Note: this article is mostly a transcript from the talk by Christophe Pettus: so send all the cookies to him. Thanks !

That’s around 12 configuration options and you’re done.

Logging

Starting with logging is a good idea because it’s the best way of getting information for configuring the other settings.

be generous with logging; it’s very low-impact on the system,
it’s your best source of information for finding performance problems

Where to log

Three options:

syslog, if you have a syslog infrastructure you like already,
standard format to files - if you’re using tools that need standard format,
otherwise, CSV format to files,

What to log ?

Christophe Pettus recommends this configuration, which you can copy and paste in your postgresql.conf:

log_destination = 'csvlog'
log_directory = 'pg_log
# enable file rotator
logging_collector = on
log_filename = 'postgres-%Y-%m-%d_%H%M%S'
log_rotation_age = 1d
log_retation_size = 1GB
# log statements that take more than 250ms
log_min_duration_statement = 250ms
log_checkpoints = on
log_connections = on
log_disconnections = on
log_lock_waits = on
log_temp_files = 0

Memory configuration

Three things you have to tweak:

shared_buffers,
work_mem,
maintenance_work_mem,

shared_buffers

below 2GB of RAM, set to 20% of total system memory,
below 32GB, set to 25% of total system memory,
avec 32GB, set to 8GB,

work_mem

start low: 32-64MB,
then wait until there is some server load (simulated or real),
look for ’temporary file’ lines in logs,
it will say “I’m creating temporary file of this size”,
set work_mem to 2-3x the largest temp file you see.

This can be a huge spped-up if set properly ! This is probably the setting that has the most impact on postgresql performance !

But if you find yourself setting this super high like 8GB, you probably don’t want to set it that high.

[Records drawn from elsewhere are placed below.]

PR #6066, opened 2023-10-02
refactor: remove tr_torrentStatCached()

ckerr:
This function only one caller, and it was always called at intervals too infrequently for us to hit the cache -- so there is no benefit in keeping this function. For that reason I'm not bothered by this API removal from libtransmission; but at some point we should decide on how seriously to take semver in `libtransmission/transmission.h` :thinking:

### DIFF
--- a/gtk/DetailsDialog.cc
+++ b/gtk/DetailsDialog.cc
@@ -626,7 +626,7 @@ void DetailsDialog::Impl::refreshInfo(std::vector<tr_torrent*> const& torrents)
     infos.reserve(torrents.size());
     for (auto* const torrent : torrents)
     {
-        stats.push_back(tr_torrentStatCached(torrent));
+        stats.push_back(tr_torrentStat(torrent));
         infos.push_back(tr_torrentView(torrent));
     }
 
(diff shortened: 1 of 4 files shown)


Coeur:
@ckerr I'm OK with that removal. Let's just note that I do have this PR from 3 weeks ago attempting to address threading issues around `tr_peerMgrPeerStats()`: #5992. I don't know if `tr_torrentStat()` calls in `Torrent.mm` should have been previously replaced by that cache or not. Or if `tr_peerMgrPeerStats()` would need a cached equivalent to avoid beach balling.

ckerr:
> Let's just note that I do have this PR from 3 weeks ago attempting to address threading issues around tr_peerMgrPeerStats(): #5992. 

I did ask questions at the time and didn't get a reply about the callback question, so I wasn't sure what the status of that PR was. If I misunderstood & you were waiting on me, then sorry for the confusion. I've followed up there in 5992.

Coeur:
I mean:
- you're removing `tr_torrentStatCached()` because it wasn't used much... but maybe we could have started using it in Torrent.mm?
- similarly, should we have some `tr_peerMgrPeerStatsCached()` to help addressing access issues? Locking only infrequently could maybe avoid beach balling that some users experience?

ckerr:
> you're removing tr_torrentStatCached() because it wasn't used much... but maybe we could have started using it in Torrent.mm?

It looks like `[torrent update]` is mostly called from Controller's `updateUI` which kicks every second, so the cache would already be invalidated? `tr_torrentStatCached()` only kept the cache around until the beginning of the next second.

Because every time someone does an operation in postgres like a SORT, it could potentially use that amount of memory per planner.

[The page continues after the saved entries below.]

PR #6072, opened 2023-10-04
refactor: add a SimpleSmoothedSpeed helper class

ckerr:
This is to encapsulate / make more readable some of the massaging we do to speeds when calculating `tr_stat.eta` and `.etaIdle`.

Also,  as with other recent refactors, make two more `tr_torrent` fields private.


tearfur (commented):
LGTM, but #6074 should come before this PR, and there will be merge conflicts.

If you’re having problems of memory exhaustion problems, this is the best setting to back off.

maintenance_work_meme

This is the amount of memory that PostgreSQL uses for indexing or vacuum operations.

10% of system memory, up to 1GB,
Maybe even higher if you are having VACUUM problems,

effective_cache_size

Unlike other parameters we’ve seen, this one won’t actually allocate any memory.

set to the amount of file system cache available,
if you don’t know, set it to 50% of total system memory,

Checkpoints

A checkpoint is a complete flush of dirty buffers to disk.
Potentially a lot of I/O (Input/Output),
Done when the first of two thresholds are hit:
- A particular number of WAL (Write-Ahead-Log) segments have been written … basically you don’t have to worry about that, it’s when a certain amount of database activity has happened.
- A timeout occurs.

Settings part I

# that's the right value according to Chripstophe
wal_buffers = 16MB
checkpoint_completion_target = 0.9
checkpoint_timeout = 10m-30m, # Depends on the restart time

The trade off about checkpoint_timeout is: the higher it goes, you’ll generally get better performance, but the longer it will take postgresql to restart after a crash.

Settings part II

Look for checkpoint entries in the logs
Is it happening more often than checkpoint_timeout ?
Then adjust checkpoint_segments so that checkpoints happen due to timeouts rather than filling segments,

Settings part III, warnings

The WAL can take up to 316MBcheckpoint_segments on disk, so the higher that number goes the more space on disk it will be using … but on modern disks it’s not really that much disk,
Restarting PostgreSQL can take up to checkpoint_timeout (but usually less, like 20% of that),

Planner settings

effective_io_concurrency, set to the number of I/O channels; otherwise ignore it. For example if you have a stack of hard drives or an SSD drive that has 32 channels then set it to the number of channels.
random_page_cost, 3.0 for a typical RAID10 array, 2.0 for a SAN, 1.1 for Amazon EBS, else don’t tweak it.